Stacks are commonly used in _______ processing, where the last operation performed needs to be reversed first.
- Batch
- Parallel
- Redo
- Undo
Stacks are commonly used in Undo processing, where the last operation performed needs to be reversed first. The Last-In-First-Out (LIFO) nature of stacks makes them suitable for managing such sequential operations.
Can bubble sort be used efficiently for sorting large datasets? Why or why not?
- It depends on the distribution of elements in the dataset
- No, it has a time complexity of O(n^2), making it inefficient for large datasets
- Only for datasets with a prime number of elements
- Yes, it has a linear time complexity for large datasets
Bubble sort is not efficient for sorting large datasets due to its time complexity of O(n^2). The algorithm involves nested loops, making the number of comparisons and swaps increase quadratically with the size of the dataset, leading to poor performance for large datasets.
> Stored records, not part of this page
PR #12499, opened 2025-01-02
YJIT: Fix crash when yielding keyword args

nicholasdower:
Co-authored-by: @DaniTheLion

Code like the following is crashing for us on 3.4.1 ([ruby-2025-01-02-180907.ips.zip](https://github.com/user-attachments/files/18294151/ruby-2025-01-02-180907.ips.zip)):

```ruby
def a(&) = yield(x: 0)

1000.times { a { |x:| x } }
```

Output:
```
thread '<unnamed>' panicked at ./yjit/src/codegen.rs:8018:13:
assertion `left == right` failed
  left: 0
 right: 1
stack backtrace:
   0: rust_begin_unwind
             at /rustc/90b35a6239c3d8bdabc530a6a0816f7ff89a0aaf/library/std/src/panicking.rs:665:5
   1: core::panicking::panic_fmt
             at /rustc/90b35a6239c3d8bdabc530a6a0816f7ff89a0aaf/library/core/src/panicking.rs:74:14
   2: core::panicking::assert_failed_inner
   3: core::panicking::assert_failed
             at /Users/nickdower/.rustup/toolchains/stable-aarch64-apple-darwin/lib/rustlib/src/rust/library/core/src/panicking.rs:367:5
   4: yjit::codegen::gen_send_iseq
```

The assertion that is failing seems to have been added in #9596. As far as we can tell, this code:

```rust
// Pop surplus positional arguments when yielding
if arg_setup_block {
    let extras = argc - required_num - opt_num;
    if extras > 0 {
        // Checked earlier. If there are keyword args, then
        // the positional arguments are not at the stack top.
        assert_eq!(0, kw_arg_num);
```

Is referring to this prior check:

```rust
// Bail if we can't drop extra arguments for a yield by just popping them
if supplying_kws && arg_setup_block && argc > (kw_arg_num + required_num + opt_num) {
```

But in one case `kw_arg_num` is being included in the sum, and in the other it isn't.

We attempted a fix by ignoring `kw_arg_num` in the initial check.

### DIFF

What is the time complexity of searching for an element in a balanced binary search tree like AVL or red-black tree?
- O(1)
- O(log n)
- O(n log n)
- O(n)
The time complexity of searching for an element in a balanced binary search tree, such as AVL or red-black tree, is O(log n), where 'n' is the number of elements in the tree. The balanced structure allows for efficient search operations, maintaining logarithmic time complexity.
A _______ is a data structure that allows elements to be inserted from one end and removed from the other end.
- Deque
- Linked List
- Queue
- Stack
A deque (double-ended queue) is a data structure that allows elements to be inserted from one end and removed from the other end. This provides flexibility in adding and removing elements from both the front and rear, making it a versatile data structure.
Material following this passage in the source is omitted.